Repeat every entry exactly as given.
(Beginning of Data records)
PR #2869, opened 2016-07-26
Limit explorer menu nav to the subtree the user has permission over

gasman:
Partially addresses #2401 (ref: https://github.com/torchbox/wagtail/issues/2401#issuecomment-205483027); adapted from #2463.

Updates the explorer-nav logic to take the user's permissions into account. The menu now begins at the closest common ancestor node of all pages they have add/edit/publish/lock permission for - as a result, users with permission over a specific deep section of the tree don't have to redundantly drill down to it, and we're a step closer to true 'multi-homed' installations where the user is not made aware of tree structure that exists outside of their own remit.


wagtail/wagtailadmin/navigation.py
```diff
@@ -0,0 +1,103 @@
...
+            group_permissions__group__in=user.groups.all(),
+            group_permissions__permission_type__in=['add', 'edit', 'publish', 'lock']
+        )
+
+    if not(pages_with_direct_permission):
+        return []
+
+    # Find the closest common ancestor of the pages the user has permission for;
+    # this (or its children) will be the root menu level for this user.
+    cca_path = pages_with_direct_permission[0].path
```
kaedroho: It would be great to have this as a method on PageQuerySet:

```python
cca = pages_with_direct_permission.closest_common_ancestor()
```

gasman: Probably, yep :-) It would involve an extra query though (because we don't use the resulting Page instance here, only the path).

kaedroho: Ahh yes. Maybe a ``common_path_prefix`` method would be useful to have as well. We definitely could use this in the choosers (eg, when asked to select an ``EventPage`` it makes sense to work out which section of the tree events are stored in, if there is one, and start the user there)

wagtail/wagtailadmin/navigation.py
(End of Data records)
[Result for this task]
PR #2869, opened 2016-07-26
Limit explorer menu nav to the subtree the user has permission over

gasman:
Partially addresses #2401 (ref: https://github.com/torchbox/wagtail/issues/2401#issuecomment-205483027); adapted from #2463.

Updates the explorer-nav logic to take the user's permissions into account. The menu now begins at the closest common ancestor node of all pages they have add/edit/publish/lock permission for - as a result, users with permission over a specific deep section of the tree don't have to redundantly drill down to it, and we're a step closer to true 'multi-homed' installations where the user is not made aware of tree structure that exists outside of their own remit.


wagtail/wagtailadmin/navigation.py
```diff
@@ -0,0 +1,103 @@
...
+            group_permissions__group__in=user.groups.all(),
+            group_permissions__permission_type__in=['add', 'edit', 'publish', 'lock']
+        )
+
+    if not(pages_with_direct_permission):
+        return []
+
+    # Find the closest common ancestor of the pages the user has permission for;
+    # this (or its children) will be the root menu level for this user.
+    cca_path = pages_with_direct_permission[0].path
```
kaedroho: It would be great to have this as a method on PageQuerySet:

```python
cca = pages_with_direct_permission.closest_common_ancestor()
```

gasman: Probably, yep :-) It would involve an extra query though (because we don't use the resulting Page instance here, only the path).

kaedroho: Ahh yes. Maybe a ``common_path_prefix`` method would be useful to have as well. We definitely could use this in the choosers (eg, when asked to select an ``EventPage`` it makes sense to work out which section of the tree events are stored in, if there is one, and start the user there)

wagtail/wagtailadmin/navigation.py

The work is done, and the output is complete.